---- Source material

PR #520, opened 2017-06-06
Create Scientific log for small numbers.

victoria34:
Group small numbers (most of them < 0.001) by their exponents. Use scientific notation to format ticks.

### DIFF
--- a/app/_components/cbio-util.js
+++ b/app/_components/cbio-util.js
@@ -672,7 +672,6 @@ cbio.util = (function() {
     return def.promise();
   }
 
-  //Jing's function: get exponent for 0<data<0.001
 
   function getDecimalExponents(data){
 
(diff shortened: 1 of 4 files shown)


app/_components/cbio-util.js
```diff
@@ -666,6 +672,42 @@ cbio.util = (function() {
...
+      }
+    });
+
+    // Then sort
+    values.sort(function(a, b) {
+      return a - b;
+    });
+    
+    var minZeros = 0;
+    while (values[0] < 1) {
```
zhx828: Need to make sure `values` has content in it.

app/index.html
```diff
@@ -209,11 +209,11 @@
 
     window.cbioURL = 'http://www.cbioportal.org/';
     window.cbioResourceURL = 'resources/';
-    window.mutationProfileId = 'hnsc_tcga_mutations';
```
zhx828: Don't change the example study here.

app/scripts/views/components/barChart/barChart.js
```diff
@@ -148,6 +177,14 @@
       } else {
         _returnValue = v;
       }
+
+      if (data_.smallDataFlag) {
```
zhx828, line 181: This data needs to be moved into `barChartTemplate.js` at line 218.

zhx828 (changes requested):

PR #1037, opened 2025-06-25
Update CUDA propagation and fit kernel launch

stephenswat:
This commit updates the CUDA propagation and fitting kernel launch parameters in two ways. Firstly it increases the block size from 64 threads to 128 threads. The reason for this is that some Compute Capabilities (specificially 8.6 and 8.7) cannot achieve optimal occupancy with 64 threads, as the resident block limit per SM is too small. Secondly, this commit adds launch bounds to the kernels, requesting a minimum of 8 blocks of 128 threads per SM. This will increase the theoretical occupancy to 66% on CC 8.6 and to at least 50% on all other Compute Capabilities.


krasznaa (approved):
Pretty un-controversial, sure! 👍

PR #1038, opened 2025-06-25
Switch from synchronized propagator to default

stephenswat:
This commit switches our usage of the detray propagator from the synchronized version to the default version, which has some upcoming optimizations in detray and will yield higher propagation performance.


stephenswat:
Note: the relevant PR is https://github.com/acts-project/detray/pull/1006.

beomki-yeo:
Makes sense as the performance gets better

PR #1039, opened 2025-06-25
Update algebra plugins to v0.28.0

stephenswat:
This commit updates the algebra plugins external to v0.28.0 and uses its new transposed product function in the Kálmán filter code.


krasznaa (approved):
I was at first waiting for some more comments. But generally I don't see any problem with including this. Even if it's not as helpful as we hoped.

PR #1044, opened 2025-06-26
Use inhomogeneous magnetic field in benchmark

stephenswat:
This commit updates the commit benchmarking script to automatically use the inhomogeneous magnetic field whenever it considers commits that have 673d408 as a parent. Also expands the list of kernel names that are considered part of `Thrust::sort`.


stephenswat:
This is now ready.

PR #1046, opened 2025-06-27
Deduplicate sorting key filling CUDA kernels

stephenswat:
Pull request #1029 inadvertently breaks the debug build by introducing a new CUDA file with the same base name as another, previously existing, file. This causes a race condition during compilation. This commit renames the relevant files to avoid the naming collision and thereby fixes the build bug.


krasznaa (approved):
👍

PR #1052, opened 2025-07-02
Skip forward fitting pass by keeping CKF states

stephenswat:
This (extremely experimental) PR allows us to skip the first forward fitting pass by keeping the track states from the CKF.


stephenswat:
Closing in favour of https://github.com/acts-project/traccc/pull/1149.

--------

▶ _Problem details_: Produce an exact transcription of the lines from the one containing "Pull request #1029" through the end of the records, both included, and no other lines.

▶ _Result_:
Pull request #1029 inadvertently breaks the debug build by introducing a new CUDA file with the same base name as another, previously existing, file. This causes a race condition during compilation. This commit renames the relevant files to avoid the naming collision and thereby fixes the build bug.


krasznaa (approved):
👍

PR #1052, opened 2025-07-02
Skip forward fitting pass by keeping CKF states

stephenswat:
This (extremely experimental) PR allows us to skip the first forward fitting pass by keeping the track states from the CKF.


stephenswat:
Closing in favour of https://github.com/acts-project/traccc/pull/1149.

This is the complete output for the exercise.